A saída de Mansueto de Almeida, secretário do Tesouro Nacional, da equipe econômica do governo Bolsonaro, deixa a situação das contas públicas do País ainda mais incerta. O cearense, que estava no cargo desde 2016, é tido como uma espécie de "fiador do ajuste fiscal". E a baixa traz maior desconfiança de investidores sobre o atraso na construção de soluções para o rombo fiscal, além de mais fragilidade no diálogo do Executivo com os demais Poderes e Estados. No seu lugar, assumirá o economista Bruno Funchal, a partir de 31 de julho.
O professor de Economia da Universidade Presbiteriana Mackenzie, Josilmar Cordenonssi, explica que esta é uma perda importante não apenas por Mansueto ser um nome que goza de credibilidade junto ao mercado, por ter estruturado a regra do teto dos gastos, que possibilitou a rápida redução da taxa de juros no País, mas porque era uma figura importante na intermediação do diálogo entre o Executivo, o Congresso e os demais Poderes e os Estados.
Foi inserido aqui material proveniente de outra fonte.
PR #3991, opened 2017-03-25
TextRangeTest.py : Use assertRaisesRegex

mariaandreicosmin:
Addresses https://github.com/coala/coala-bears/issues/1194


andreidinu:
You have to run `coala` and then update your PR.

andreidinu:
Take care of line lenghts (they can not exceed 80 chars per line) and also take care of commit message title. I think the commit error is because you have a whitespace before `:`

tests/results/TextRangeTest.py
```diff
@@ -7,10 +7,10 @@
 class TextRangeTest(unittest.TestCase):
 
     def test_fail_instantation(self):
-        with self.assertRaises(ValueError):
+        with self.assertRaisesRegex(ValueError,"End position can't be less than start position."):
```
RJ722: Try packaging the error message inside a variable name.

tests/results/TextRangeTest.py
```diff
@@ -7,10 +7,12 @@
 class TextRangeTest(unittest.TestCase):
 
     def test_fail_instantation(self):
-        with self.assertRaises(ValueError):
+        with self.assertRaisesRegex(ValueError, "End position can't be" +
+                                    ' less than start position.'):
```
satwikkansal: Better to write it this way
```py
error_message = "End position can't be less than start position"
with self.assertRaisesRegex(ValueError, error_message):
        # do stuff
```

tests/results/TextRangeTest.py
```diff
@@ -7,10 +7,12 @@
...
             TextRange(TextPosition(3, 4), TextPosition(2, 8))
 
-        with self.assertRaises(ValueError):
+        with self.assertRaisesRegex(ValueError, "End position can't be" +
```
satwikkansal: Also, only use single quote, escape with "\" if required.

tests/results/TextRangeTest.py
```diff
@@ -7,10 +7,12 @@
 class TextRangeTest(unittest.TestCase):
 
     def test_fail_instantation(self):
-        with self.assertRaises(ValueError):
+        error_message = "End position can't be less than start position"
```
sils: can we give this a better name? Also maybe make use of the regex and only do part of the message like `".*less than start.*"` to keep the crucial part or so?

tests/results/TextRangeTest.py
```diff
@@ -7,10 +7,12 @@
...
+        with self.assertRaisesRegex(ValueError, error_message):
             TextRange(TextPosition(3, 4), TextPosition(2, 8))
 
-        with self.assertRaises(ValueError):
+        with self.assertRaisesRegex(ValueError, "End position can't be" +
+                                    ' less than start position.'):
```
sils: duplication of previous string :/

tests/results/TextRangeTest.py
```diff
@@ -35,7 +37,8 @@ def test_properties(self):
 
     def test_from_values(self):
         # Check if invalid ranges still fail.
-        with self.assertRaises(ValueError):
+        with self.assertRaisesRegex(ValueError, "End position can't be" +
+                                    ' less than start position.'):
```
sils: again

tests/results/TextRangeTest.py
```diff
@@ -150,14 +152,17 @@ def setUp(self):
 
     def test_fails(self):
         # need to pass ranges
-        with self.assertRaises(TypeError):
+        with self.assertRaisesRegex(TypeError, 'only instances of TextRange' +
```
jayvdb: store this string in a variable

tests/results/TextRangeTest.py
```diff
@@ -150,14 +152,17 @@ def setUp(self):
...
             TextRange.join(self.pos[0], self.pos[1])
 
-        with self.assertRaises(TypeError):
+        with self.assertRaisesRegex(TypeError, 'only instances of TextRange' +
+                                    ' can be joined'):
             TextRange.join(TextRange(self.pos[0], self.pos[1]), self.pos[1])
 
         # ranges must overlap
-        with self.assertRaises(ValueError):
+        with self.assertRaisesRegex(ValueError, 'TextRanges must overlap to' +
```
jayvdb: store this string in a variable

tests/results/TextRangeTest.py
jayvdb: Please put this string in a class variable called `END_LT_START_RE` , and then you can access it in this method, and in method `test_from_values`.

tests/results/TextRangeTest.py
```diff
@@ -150,14 +152,16 @@ def setUp(self):
 
     def test_fails(self):
         # need to pass ranges
-        with self.assertRaises(TypeError):
+        error_message1 = 'only instances of TextRange can be joined'
```
jayvdb: class level variable, called `JOIN_INSTANCEOF_RE`

tests/results/TextRangeTest.py
```diff
@@ -150,14 +152,16 @@ def setUp(self):
...
+        error_message2 = 'TextRanges must overlap to be joined'
```
jayvdb: again, class variable, with a short meaningful name.

Adrianzatreanu:
seems the changes requested here may be outdated. @sils @jayvdb can you check and dismiss/keep your review?

Adrianzatreanu:
also, @mariaandreicosmin please rebase.

tests/results/TextRangeTest.py
```diff
@@ -35,7 +36,8 @@ def test_properties(self):
 
     def test_from_values(self):
         # Check if invalid ranges still fail.
-        with self.assertRaises(ValueError):
+        END_LT_START_RE = "End position can't be less than start position"
```
shreyans800755: Add `END_LT_START_RE` and `JOIN_INSTANCEOF_RE` as class level attributes, as suggested by @jayvdb and not at function level to remove redundant declaration in multiple functions.

meetmangukiya:
@mariaandreicosmin please fix the commits. I suspect you didn't rebase correctly

Issue #3946, opened 2017-03-18
deprecate_settings doesn't return __doc__ of the wrapping function


meetmangukiya:
Try:
```py
from bears.python.PyImportSortBear import PyImportSortBear
from coalib.settings.Section import Section
from queue import Queue

bear = PyImportSortBear(Section(''), Queue())
bear.__doc__ # is '', doc string is lost

from bears.python.PEP8NotebookBear import PEP8NotebookBear
bear = PEP8NotebookBear(Section(''), Queue())
bear.__doc__ # this has doc string
```

So this mostly confirms it is the decorator

Makman2:
This is bad!

all3fox:
Hey @Flap-Py, what progress have you made so far? Are you stuck/do you need help?

Flap-Py:
@all3fox Sorry I got involved in my GSOC proposal. And thanks for your way to isolate the problem :smile: that was really helpful for me in getting a solution.
So I came up with a fix for the bug for the following [link](http://stackoverflow.com/questions/1782843/python-decorator-handling-docstrings#answer-1782888)
 @meetmangukiya check it out if its fine. I am creating a PR too. Let me know if something is wrong.

yash-nisar:
@jayvdb I'm thinking of getting this opened again and undoing https://github.com/coala/coala/commit/017bcfc2 so we can get rid of [this](https://travis-ci.org/coala/coala-bears/jobs/215711108) bug introduced in coala-bears. I need your approval.

jayvdb:
I would rather than this, and https://github.com/coala/coala/issues/3786, are fixed quickly, but if that doesnt happen, I agree that undoing 017bcfc is necessary

meetmangukiya:
That yapf build failure was because of this :/ ?

PR #3992, opened 2017-03-25
bearlib: Add @wraps to wrapping_function

Flap-Py:
@wraps(func) prevents the loss of doc string
of func, which occurs due to the use of
decorator on func.

Fixes https://github.com/coala/coala/issues/3946

up your stuff for merge!

### Checklist

      them.
      pass on every single commit!

instead.

  of the review queue.

review your PRs faster!

### DIFF
--- a/coalib/bearlib/__init__.py
+++ b/coalib/bearlib/__init__.py
@@ -5,6 +5,7 @@ while offering the best possible flexibility.
 """
 
 import logging
+from functools import wraps
 
 from coalib.settings.FunctionMetadata import FunctionMetadata
 
@@ -98,6 +99,7 @@ def deprecate_settings(**depr_args):
 
         logged_deprecated_args = set()
 
+        @wraps(func)
         def wrapping_function(*args, **kwargs):
             for arg, depr_value in wrapping_function.__metadata__.depr_values:
                 deprecated_arg = depr_value[0]
--- a/tests/bearlib/DeprecateSettingsTest.py
+++ b/tests/bearlib/DeprecateSettingsTest.py
@@ -1,0 +1,17 @@
+import unittest
+
+from coalib.bearlib import deprecate_settings
+
+
+@deprecate_settings(new='old')
+def func(new):
+    """
+    This docstring will not be lost.
+    """
+
+
+class DeprecateSettingsTest(unittest.TestCase):
+
+    def test_docstring(self):
+        self.assertEqual(func.__doc__.strip(),
+                         'This docstring will not be lost.')


all3fox:
How about writing a test-case for it? Something like `tests/bearlib/DeprecateSettingsTest.py` where you check that applying this decorator to a function/a class does not swallow the docstring?

meetmangukiya:
@Flap-Py you need a test case.

I really think that your patch doesn't fix the bug. Since it is calling the function right away, thought I not completely sure. So, write a test case and let's see if it fixes. 

Usually test cases are used to prove that my stuff *works* ;) giving reviewer little space for doubts

Flap-Py:
@meetmangukiya I had one doubt too.
Are your sure it should be 
"""bear = PyImportSortBear(Section(''), Queue())
bear.__doc__ # is '', doc string is lost"""

and not

"""bear = PyImportSortBear(Section(''), Queue())
bear.run.__doc__ # is '', doc string is lost"""

all3fox:
@Flap-Py you are correct, you are wrapping `.run` with the deprecation, so you should be preserving its docstring, not the bear's docstring. However, I would strongly suggest that you make an independent/simple test case:

```
@deprecate_settings()
def foo():
    """This docstring must survive the decorator."""

@deprecate_settings()
class Foo:
    """This cass docstring must survive it too."""
    pass
```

"Ele sempre apostou no debate com os governadores e com as demandas legítimas da sociedade, coisa que o próprio ministro da economia, Paulo Guedes, por vezes se distancia. E em um momento como esse se só tiver incendiário e não tiver bombeiro, a pauta do ajuste fiscal vai se deteriorar ainda mais rápido".
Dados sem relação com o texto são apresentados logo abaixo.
PR #3993, opened 2017-03-25
tests/bears/GlobalBearTest.py: Add more tests

all3fox:
In response to https://github.com/coala/coala/issues/3986 I have taken a look at the `GlobalBear` class. It is true that there were just a couple of unit-tests for this class. There is frankly not that much to test: it is an "abstract" class that other bears inherit from and reimpement its methods.

@jayvdb, here is a quick run down of tests that use `GlobalBear`:

1. `processes/BearRunningTest.py` that is all about dependencies between bears and the results of them running successfully/unsuccessfully.
2. `processes/section_executor_test_files/ProcessingGlobalTestBear.py` which is nearly empty and therefore hard for me to understand.
3. `settings/SectionFillingTest.py` which is all about appending/changing settings of bears (so, it is more about the `Settings` class, sections and so on)
4. `bears/BearTest.py` which contains both very broad tests (like [simple api][1]) and very specific tests (a bear [that downloads something with `requests_mock`][2])
5. `bears/GlobalBearTest.py` the file that I ended up modifying.
6. `collecting/collectors_test_dir/bears_local_global` that just has a couple of bears for, presumably, testing the bear-collecting logic.

So, this PR just adds a boring test to `GlobalBearTest.py`. Do you perhaps have some other/more specific test types in mind?

Weakly related question: many tests use the name `uut` for objects being tested. What does it stand for? "Unit Under Test"?

[1]: https://github.com/coala/coala/blob/b586c0a8e1d8417afc06621b20d0115f899e63ee/tests/bears/BearTest.py#L122

[2]: https://github.com/coala/coala/blob/b586c0a8e1d8417afc06621b20d0115f899e63ee/tests/bears/BearTest.py#L291

### DIFF
--- a/coalib/bears/GlobalBear.py
+++ b/coalib/bears/GlobalBear.py
@@ -4,22 +4,28 @@ from coalib.bears.BEAR_KIND import BEAR_KIND
 
 class GlobalBear(Bear):
     """
-    A GlobalBear is able to analyze semantic facts across several file.
+    A GlobalBear analyzes semantic facts across several files.
 
     The results of a GlobalBear will be presented grouped by the origin Bear.
-    Therefore Results spanning above multiple files are allowed and will be
-    handled right.
+    Therefore Results spanning across multiple files are allowed and will be
+    handled correctly.
 
-    If you only look at one file at once anyway a LocalBear is better for your
-    needs. (And better for performance and usability for both user and
-    developer.)
+    If you are inspecting a single file at a time, you should consider
+    using a LocalBear.
     """
 
     def __init__(self,
-                 file_dict,  # filename : file contents
+                 file_dict,
                  section,
                  message_queue,
                  timeout=0):
+        """
+        Constructs a new GlobalBear.
+
+        :param file_dict: The dictionary of {filename: file contents}.
+
+        See :class:`coalib.bears.Bear` for other parameters.
+        """
         Bear.__init__(self, section, message_queue, timeout)
         self.file_dict = file_dict
 
@@ -34,7 +40,11 @@ class GlobalBear(Bear):
         """
         Handles all files in file_dict.
 
+        :param dependency_results: The dictionary of {bear name:
+                                   result list}.
         :return: A list of Result type.
+
+        See :class:`coalib.bears.Bear` for `run` method description.
         """
         raise NotImplementedError(
             'This function has to be implemented for a runnable bear.')
--- a/tests/bears/GlobalBearTest.py
+++ b/tests/bears/GlobalBearTest.py
@@ -6,9 +6,25 @@ from coalib.settings.Section import Section
 
 class GlobalBearTest(unittest.TestCase):
 
-    def test_api(self):
-        test_object = GlobalBear(0, Section('name'), None)
-        self.assertRaises(NotImplementedError, test_object.run)
+    def test_file_dict(self):
+        file_dict_0 = {
+            'filename1': 'contents1', 'filename2': 'contents2'
+        }
 
-    def test_kind(self):
+        # check that bear does not modify original dictionary
+        file_dict_1 = file_dict_0.copy()
+
+        bear = GlobalBear(file_dict_0, Section(''), None)
+
+        self.assertEqual(bear.file_dict, file_dict_0)
+        self.assertEqual(bear.file_dict, file_dict_1)
+
+    def test_run_raises(self):
+        bear = GlobalBear(None, Section(''), None)
+        self.assertRaises(NotImplementedError, bear.run)
+
+    def test_kind_is_staticmethod(self):
         self.assertEqual(GlobalBear.kind(), BEAR_KIND.GLOBAL)
+
+        bear = GlobalBear(None, Section(''), None)
+        self.assertEqual(bear.kind(), BEAR_KIND.GLOBAL)


tests/bears/GlobalBearTest.py
```diff
@@ -6,9 +6,24 @@
...
+            'filename1': 'contents1', 'filename2': 'contents2'
+        }
 
-    def test_kind(self):
+        file_dict_1 = file_dict_0.copy()
+
+        bear = GlobalBear(file_dict_0, Section(''), None)
+
+        self.assertEqual(bear.file_dict, file_dict_0)
+        self.assertEqual(bear.file_dict, file_dict_1)
```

O cenário fiscal brasileiro é crítico. Um estudo divulgado ontem pela Instituição Fiscal Independente (IFI) do Senado mostrou que os gastos para minimizar a crise provocada pela pandemia da Covid-19 e a perda de receitas com a desaceleração da economia levarão União, estados e municípios a registrar um rombo de R$ 912,4 bilhões em 2020. Apenas nas contas do Governo Central, que reúne Tesouro, INSS e Banco Central, o déficit deve ser de R$ 877,8 bilhões.
E a dívida bruta como proporção do PIB, indicador observado por investidores para analisar a capacidade de um governo de honrar seus compromissos, dará um salto para 96,1% em 2020, mais de 20 pontos acima do verificado no ano passado (75,8%). A previsão é que em 2022 a dívida ultrapasse a marca de 100% do PIB, mas isso pode ser antecipado para este ano caso o desempenho da economia piore ainda mais.
Para o coordenador do Observatório do Federalismo Brasileiro e secretário executivo do Planejamento e Gestão do Ceará, Flávio Ataliba, é muito difícil que o Governo Federal consiga cumprir o teto dos gastos em 2021. Porém, somente os gatilhos previstos na regra, como a proibição de contratações e aumento salarial do funcionalismo, não são suficientes para frear este desequilíbrio.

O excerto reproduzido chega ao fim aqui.